The prediction of stock's price using Linear Regression for Machine Learning (1)
28 Nov 2021Outline
1. Introduction
This is purpose is prediction of stock’s price using ML with financial statements.
I have already gotten financial statements up to yahoo’s fianance web.This method have alreday been explained by this link. If you want how to get, you should check it. And this full idea has been already explained for kaggle.
The overall method will be carried out in the following …
- Dats Preprocessing
- Correlation for features
- Modeling
- Conclusion
Data Preprocessing
It is imfortant to analyze data for ML. I only use the recent value and numeric datas. Some example are B (bilion) -> 10^9 and etc… Link. And then, I load preprocessed data.
- Previous Data Preprocessing
- Additional Data Preprocessing
Previous Data Preprocessing
Load Financial statements of stock preprocessed
df_stats = pd.read_json(url+'/data_preprocessing/{0}_stats_element.json'.format(index_name))
df_addstats = pd.read_json(url+'/data_preprocessing/{0}_addstats_element.json'.format(index_name))
df_balsheets = pd.read_json(url+'/data_preprocessing/{0}_balsheets_element.json'.format(index_name))
df_income = pd.read_json(url+'/data_preprocessing/{0}_income_element.json'.format(index_name))
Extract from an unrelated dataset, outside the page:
PR #4735, opened 2016-05-13
Browser: hide disabled items and allow showing them to admins

### LINKED ISSUE #4609: Add an ability to show/hide disabled projects
Now  that we only disable projects, not delete them, the list of disabled projects can grow and distract from the active projects. Let's add a toggle that would allow to show /hide disabled projects (and have them hidden by default). The toggle would say either "Hide disabled" or "Show disabled" and would only appear for admins and only when there's at least one disabled project (or translation project):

df_flow = pd.read_json(url+'/data_preprocessing/{0}_flow_element.json'.format(index_name))
Merge dataframe
df = pd.concat([df_stats, df_addstats, df_balsheets, df_income, df_flow], axis=1)
Check numeric datasets
from pandas.api.types import is_numeric_dtype
num_cols = [is_numeric_dtype(dtype) for dtype in df.dtypes]
Split data and test for correlation
from sklearn.model_selection import train_test_split
train_df_corr, test_df_corr = train_test_split(df, test_size=0.2)
Correlation for features and Heatmap
corrmat = train_df_corr.corr()
top_corr_features = corrmat.index[abs(corrmat['marketCap'])>0]
plt.figure(figsize=(13,10))
plt_corr = sns.heatmap(train_df_corr[top_corr_features].corr(), annot=True)
We can think how to consider features for changing the degree of correlation.
It is a value that does not take into account any degree.
There are many values that do not matter if viewed simply because there are tickers that contain insufficient information.Therefore, we need additional preprocessing to process in sufficient information.